I might recommend AsyncChannel from the swift-async-algorithms package. You would have a for-await-in loop monitor the channel, and then you can send ticket identifiers to that channel:

actor TicketService {
    private let channel = AsyncChannel<String>()

    func monitorChannel() async {
        for await ticketId in channel {
            await ticketHandler(ticketId: ticketId)
        }
    }

    func submitTicket(ticketId: String) async {
        await channel.send(ticketId)
    }
}

private extension TicketService {
    func ticketHandler(ticketId: String) async {
        try? await Task.sleep(for: .seconds(1))
    }
}

And you would monitorChannel when the app starts, have submitTicket send ticket identifiers, and ticketHandler will process them one at a time. For example, in SwiftUI:

struct DetailView: View {
    let service = TicketService()
    @State var id = 0

    var body: some View {
        VStack {
            Button("Submit") {
                id += 1

                Task {
                    await service.submitTicket(ticketId: "\(id)")
                }
            }
        }
        .padding()
        .task {
            await service.monitorChannel()
        }
    }
}

Yielding:

Instruments’ “Points of Interest” tool

So, you can follow what is going on in this timeline, the Ⓢ signposts are where I clicked the button to submit a new ticket, but you can see the ticketHandler lane in this “Points of Interest” graph will process them one at a time.

In this run, represented by the above “Points of Interest” timeline:

  • I clicked three times (faster than ticketHandler could run them) … demonstrating that it handles these sequentially while the UI remains responsive;
  • I waited until they finished, and clicked one more time … demonstrating that if there were no going, that this fourth ticket was handled immediately;
  • I then dismissed the view (canceling the monitoring of the channel) … demonstrating that you can cancel this channel, if that is desired;
  • I then re-entered the view in question and clicked 9 times in quick succession, but then canceled all of this before they finished … demonstrating cancelation of the channel in progress.

In the above code snippets, I omitted the Instruments’ “Points of Interest” instrumentation to avoid distracting you with code unrelated to your question at hand.

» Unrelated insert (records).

PR #581, opened 2016-05-01
libcddb: do not ship the command line tool for 2nd arch.

fbrosson:


korli:
"Runtimes" is kind of misleading. "Command line tools" fit better with what was removed.

fbrosson:
I've just tried to improve the commit message, but I don't know if it"s 100% ok now.
English is not my native language so thanks a lot for your remark and suggestion. BTW, please do not hesitate to spot any other mistakes, even small, that I may make from time to time.
Regarding the removal of the static lib, do you think it's a good idea? (If not I'll revert it, of course.)

korli:
Regarding the static libs, I don't know. It's certainly a problem for projects which don't want to link against a shared lib, but given that libcddb is a LGPL project, this is even more unlikely.

fbrosson:
OK. Thanks!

But here is the complete MRE:

import os.log
import AsyncAlgorithms

let poi = OSSignposter(subsystem: "TicketService", category: .pointsOfInterest)

actor TicketService {
    private let channel = AsyncChannel<String>()

    func monitorChannel() async {
        let state = poi.beginInterval(#function, id: poi.makeSignpostID())
        defer { poi.endInterval(#function, state) }

        for await ticketId in channel {
            await ticketHandler(ticketId: ticketId)
        }
    }

    func submitTicket(ticketId: String) async {
        let state = poi.beginInterval(#function, id: poi.makeSignpostID(), "\(ticketId)")
        defer { poi.endInterval(#function, state, "\(ticketId)") }
        await channel.send(ticketId)
    }
}

private extension TicketService {
    func ticketHandler(ticketId: String) async {
        let state = poi.beginInterval(#function, id: poi.makeSignpostID(), "\(ticketId)")
        defer { poi.endInterval(#function, state, "\(ticketId)") }

        try? await Task.sleep(for: .seconds(1))
    }
}

And:

struct DetailView: View {
    let service = TicketService()
    @State var id = 0

    var body: some View {
        VStack {
            Button("Submit") {
                id += 1
                poi.emitEvent("Click", "\(id)")

                Task {
                    await service.submitTicket(ticketId: "\(id)")
                }
            }
        }
        .padding()
        .task {
            await service.monitorChannel()
        }
    }
}

I then profiled this with Instruments, selected the “Time Profiler” template, and then started the recording.